J Cardiovasc Pharmacol. 2015 Jul;66(1):1-8. doi: 10.1097/FJC.0000000000000247.
Sterile inflammation resulting from myocardial injury activates the NLRP3 inflammasome and amplifies the inflammatory response mediating further damage.
We used 2 experimental models of ischemic injury (acute myocardial infarction [AMI] with and without reperfusion) and a model of nonischemic injury due to doxorubicin 10 mg/kg to determine whether the NLRP3 inflammasome preserved cardiac function after injury.
Treatment with the NLRP3 inflammasome inhibitor in the reperfused AMI model caused a significant reduction in infarct size measured at pathology or as serum cardiac troponin I level (-56% and -82%, respectively, both P < 0.001) and preserved left ventricular fractional shortening (LVFS, 31 ± 2 vs. vehicle 26% ± 1%, P = 0.003). In the non-reperfused AMI model, treatment with the NLRP3 inhibitor significantly limited LV systolic dysfunction at 7 days (LVFS of 20 ± 2 vs. 14% ± 1%, P = 0.002), without a significant effect on infarct size. In the doxorubicin model, a significant increase in myocardial interstitial fibrosis and a decline in systolic function were seen in vehicle-treated mice, whereas treatment with the NLRP3 inhibitor significantly reduced fibrosis (-80%, P = 0.001) and preserved systolic function (LVFS 35 ± 2 vs. vehicle 27% ± 2%, P = 0.017).
Pharmacological inhibition of the NLRP3 inflammasome limits cell death and LV systolic dysfunction after ischemic and nonischemic injury in the mouse.
心肌损伤引发的无菌性炎症激活NLRP3炎性小体并放大炎症反应,介导进一步损伤。
我们使用了2种缺血性损伤实验模型(有再灌注和无再灌注的急性心肌梗死[AMI])以及一种由10 mg/kg阿霉素导致的非缺血性损伤模型,以确定NLRP3炎性小体在损伤后是否能保留心脏功能。

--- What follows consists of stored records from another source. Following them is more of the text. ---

PR #133, opened 2021-06-19
Added active delegator count, as well as delegations count

juanmardefago:
Added a few extra counters for active and total delegations (DelgatedStake), as well as active delegators

currently indexing in a dev subgraph: https://thegraph.com/explorer/subgraph/juanmardefago/dev-subgraph2?version=pending

Gonna be testing the resulting numbers afterwards, but should be accurate.

A delegator/delegation is considered inactive as soon as shares go to zero, and active when shares are higher than zero.

### DIFF
--- a/schema.graphql
+++ b/schema.graphql
@@ -155,8 +155,14 @@ type GraphNetwork @entity {
   indexerCount: Int!
   "Number of indexers that currently have some stake in the protocol"
   stakedIndexersCount: Int!
-  "Total delegators"
+  "Total amount of delegators historically"
   delegatorCount: Int!
+  "Total active delegators. Those that still have at least one active delegation."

在再灌注AMI模型中,用NLRP3炎性小体抑制剂治疗导致病理测量的梗死面积或血清心肌肌钙蛋白I水平显著降低(分别降低56%和82%,均P<0.001),并保留左心室缩短分数(LVFS,31±2对载体组26%±1%,P = 0.003)。在未再灌注AMI模型中,用NLRP3抑制剂治疗在7天时显著限制了左心室收缩功能障碍(LVFS为20±2对14%±1%,P = 0.002),对梗死面积无显著影响。在阿霉素模型中,载体治疗的小鼠出现心肌间质纤维化显著增加和收缩功能下降,而用NLRP3抑制剂治疗显著减少纤维化(-80%,P = 0.001)并保留收缩功能(LVFS 35±2对载体组27%±2%,P = 0.017)。
NLRP3炎性小体的药理学抑制可限制小鼠缺血性和非缺血性损伤后的细胞死亡和左心室收缩功能障碍。